Como tantos otros compañeros de generación, Lou Reed sufrió una enorme crisis creativa en los años 80, pero el regreso estuvo a la altura de su biografía. Cuando nadie lo esperaba, su mente fue capaz de crear en 1989 otra de esas obras que definen el arte. Se llamó «New York», otra belleza salvaje, ejemplo de escritura elevada a la altura de arte. Luego llegó su reencuentro con Cale para homenajear a Warhol con «Songs for Drella» y en 1992 publicó «Magic and Loss», uno de los álbumes más dramáticos jamás escritos, en este caso sobre el cáncer.

Epitafio musical

Lou Reed había vuelto para quedarse mucho tiempo y discos como «Set the Twilight Reeling» o «Ecstasy» así lo atestiguaron. Además, fue capaz de juntar una excelente banda de acompañamiento más o menos fija y se le vio disfrutar de sus conciertos, en los que buscaba la emoción más sincera desestimando el artificio en favor de la esencia. Pero a partir de 2000, Reed entró en una nueva sequía creativa de la que ya nunca salió a pesar de seguir dando buenos conciertos. No volvió a publicar nada trascendente y mucho menos el que ahora es su epitafio, el discretísimo «Lulu», grabado en 2011 junto a Metallica.
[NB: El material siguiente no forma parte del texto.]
PR #22939, opened 2021-07-19
run peridoc sig-network tests every 6 hours

aojea:
I was going to change only the ingress jobs but I've found that we are running a lot of periodic jobs with very short intervals.

Running each job every 6 hours is more than enough, there are also jobs that take more than the interval specified


MrHohn (approved):
/lgtm
/approve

Pero deja un legado que forma parte de los libros de historia de la cultura, una obra marcada por la extrema sensibilidad, riesgo, crudeza y belleza, canciones que definieron un modelo único de escritura que muchos intentaron imitar para caer en el mayor de los ridículos. Porque Lou Reed siempre vivió un paso por delante de la mayoría. «La música lo es todo –escribiría en su día–. La gente debería morir por ella. La gente está muriendo por todo lo demás, así que por qué no morir por la música. Salva más vidas». Probablemente falleció más tarde de lo que pensaba cuando era adolescente, pero demasiado pronto para quienes amaron su música. Con Reed, con las lágrimas, se va una mente y un corazón únicos para el rock and roll, uno de sus creadores más románticamente salvajes. Ayer era mortal y hoy es inmortal.